INSTRUCTIONS TO FOLLOW >> Where a line holds the word "JobsResource", copy that line from the data below.

(THE RECORDS Opens)

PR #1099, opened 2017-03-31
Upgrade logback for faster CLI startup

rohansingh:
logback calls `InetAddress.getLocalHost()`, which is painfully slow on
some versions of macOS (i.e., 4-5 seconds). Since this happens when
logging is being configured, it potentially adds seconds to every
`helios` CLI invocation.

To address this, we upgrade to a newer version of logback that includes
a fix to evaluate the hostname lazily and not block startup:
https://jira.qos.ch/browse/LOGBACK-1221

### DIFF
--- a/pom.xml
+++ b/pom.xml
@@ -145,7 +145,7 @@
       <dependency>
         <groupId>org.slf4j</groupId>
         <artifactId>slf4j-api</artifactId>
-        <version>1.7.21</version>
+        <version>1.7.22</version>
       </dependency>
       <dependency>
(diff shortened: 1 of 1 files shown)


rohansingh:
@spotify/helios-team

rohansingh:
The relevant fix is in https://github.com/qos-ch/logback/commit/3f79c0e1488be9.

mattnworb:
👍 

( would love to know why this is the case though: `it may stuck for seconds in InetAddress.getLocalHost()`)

(THE RECORDS Closes)
(THE RECORDS Opens)

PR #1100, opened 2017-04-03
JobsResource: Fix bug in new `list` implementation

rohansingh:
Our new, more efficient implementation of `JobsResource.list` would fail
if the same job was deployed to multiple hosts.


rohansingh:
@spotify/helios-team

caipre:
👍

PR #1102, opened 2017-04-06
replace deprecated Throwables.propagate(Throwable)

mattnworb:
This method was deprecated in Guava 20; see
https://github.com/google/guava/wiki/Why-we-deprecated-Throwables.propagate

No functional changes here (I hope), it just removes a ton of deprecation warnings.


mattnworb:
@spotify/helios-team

(THE RECORDS Closes)
(THE RECORDS Opens)

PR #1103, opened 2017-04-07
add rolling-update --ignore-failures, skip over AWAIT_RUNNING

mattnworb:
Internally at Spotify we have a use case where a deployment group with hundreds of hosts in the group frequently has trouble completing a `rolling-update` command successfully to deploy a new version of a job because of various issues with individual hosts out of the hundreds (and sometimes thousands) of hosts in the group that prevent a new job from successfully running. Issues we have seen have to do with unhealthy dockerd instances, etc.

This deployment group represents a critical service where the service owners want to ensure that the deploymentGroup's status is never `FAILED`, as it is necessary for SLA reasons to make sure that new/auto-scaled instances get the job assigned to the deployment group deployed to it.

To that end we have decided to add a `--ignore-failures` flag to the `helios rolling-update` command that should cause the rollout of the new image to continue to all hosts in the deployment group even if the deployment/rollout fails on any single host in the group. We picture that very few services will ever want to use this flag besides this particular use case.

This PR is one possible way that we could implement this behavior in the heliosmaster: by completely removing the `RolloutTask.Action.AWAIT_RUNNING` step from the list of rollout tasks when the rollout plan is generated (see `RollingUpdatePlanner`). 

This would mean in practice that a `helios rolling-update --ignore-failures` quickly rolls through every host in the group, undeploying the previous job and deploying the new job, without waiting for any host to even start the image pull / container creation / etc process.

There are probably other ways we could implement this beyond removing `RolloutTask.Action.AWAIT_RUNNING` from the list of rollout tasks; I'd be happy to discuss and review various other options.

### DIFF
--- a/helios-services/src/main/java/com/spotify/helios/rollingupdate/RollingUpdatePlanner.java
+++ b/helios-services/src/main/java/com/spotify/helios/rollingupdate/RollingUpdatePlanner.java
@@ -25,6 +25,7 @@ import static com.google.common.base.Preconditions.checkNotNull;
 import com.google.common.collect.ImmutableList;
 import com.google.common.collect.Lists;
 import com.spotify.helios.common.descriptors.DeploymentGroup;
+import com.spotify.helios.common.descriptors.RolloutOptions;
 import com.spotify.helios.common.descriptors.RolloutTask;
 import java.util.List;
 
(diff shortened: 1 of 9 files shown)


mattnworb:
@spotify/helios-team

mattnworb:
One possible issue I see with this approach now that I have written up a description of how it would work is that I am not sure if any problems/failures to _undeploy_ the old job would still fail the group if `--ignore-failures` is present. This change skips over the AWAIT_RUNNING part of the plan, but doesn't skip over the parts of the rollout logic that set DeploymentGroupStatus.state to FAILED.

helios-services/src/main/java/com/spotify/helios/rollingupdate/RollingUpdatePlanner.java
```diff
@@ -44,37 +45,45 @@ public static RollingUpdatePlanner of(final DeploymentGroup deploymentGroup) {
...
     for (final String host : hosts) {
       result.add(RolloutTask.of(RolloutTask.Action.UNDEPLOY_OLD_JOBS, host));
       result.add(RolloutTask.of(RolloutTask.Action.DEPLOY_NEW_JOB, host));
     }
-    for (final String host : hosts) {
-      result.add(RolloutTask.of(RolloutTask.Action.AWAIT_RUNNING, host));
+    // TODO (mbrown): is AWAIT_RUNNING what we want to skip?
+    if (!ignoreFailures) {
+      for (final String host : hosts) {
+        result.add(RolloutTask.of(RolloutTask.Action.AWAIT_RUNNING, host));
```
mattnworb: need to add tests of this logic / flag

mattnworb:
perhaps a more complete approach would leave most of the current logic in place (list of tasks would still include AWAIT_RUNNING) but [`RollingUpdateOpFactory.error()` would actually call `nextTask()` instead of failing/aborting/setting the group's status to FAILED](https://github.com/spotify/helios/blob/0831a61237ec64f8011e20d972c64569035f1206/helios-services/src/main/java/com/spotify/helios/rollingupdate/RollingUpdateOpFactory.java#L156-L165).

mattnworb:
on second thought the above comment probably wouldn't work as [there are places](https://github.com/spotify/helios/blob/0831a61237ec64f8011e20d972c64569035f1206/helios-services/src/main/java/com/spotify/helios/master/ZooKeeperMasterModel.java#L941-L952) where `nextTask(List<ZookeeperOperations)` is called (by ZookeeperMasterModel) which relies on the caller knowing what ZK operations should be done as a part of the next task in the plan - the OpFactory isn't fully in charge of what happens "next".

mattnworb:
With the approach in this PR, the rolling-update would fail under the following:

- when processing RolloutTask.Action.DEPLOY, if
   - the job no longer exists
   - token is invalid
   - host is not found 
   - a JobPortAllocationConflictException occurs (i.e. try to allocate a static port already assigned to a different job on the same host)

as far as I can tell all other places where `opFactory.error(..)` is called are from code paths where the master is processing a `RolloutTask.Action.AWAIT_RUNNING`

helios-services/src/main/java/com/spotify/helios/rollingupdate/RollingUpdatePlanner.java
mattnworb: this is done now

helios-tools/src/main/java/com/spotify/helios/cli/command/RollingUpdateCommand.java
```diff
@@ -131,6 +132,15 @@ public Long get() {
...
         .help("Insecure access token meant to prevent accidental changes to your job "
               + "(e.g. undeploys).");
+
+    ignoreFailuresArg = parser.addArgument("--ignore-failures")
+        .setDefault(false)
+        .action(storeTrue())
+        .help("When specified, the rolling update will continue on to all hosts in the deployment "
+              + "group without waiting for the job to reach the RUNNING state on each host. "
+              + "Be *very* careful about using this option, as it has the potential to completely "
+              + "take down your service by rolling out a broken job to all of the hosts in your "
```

(THE RECORDS Closes)

OUTPUT FOR THIS EXERCISE >>
JobsResource: Fix bug in new `list` implementation
Our new, more efficient implementation of `JobsResource.list` would fail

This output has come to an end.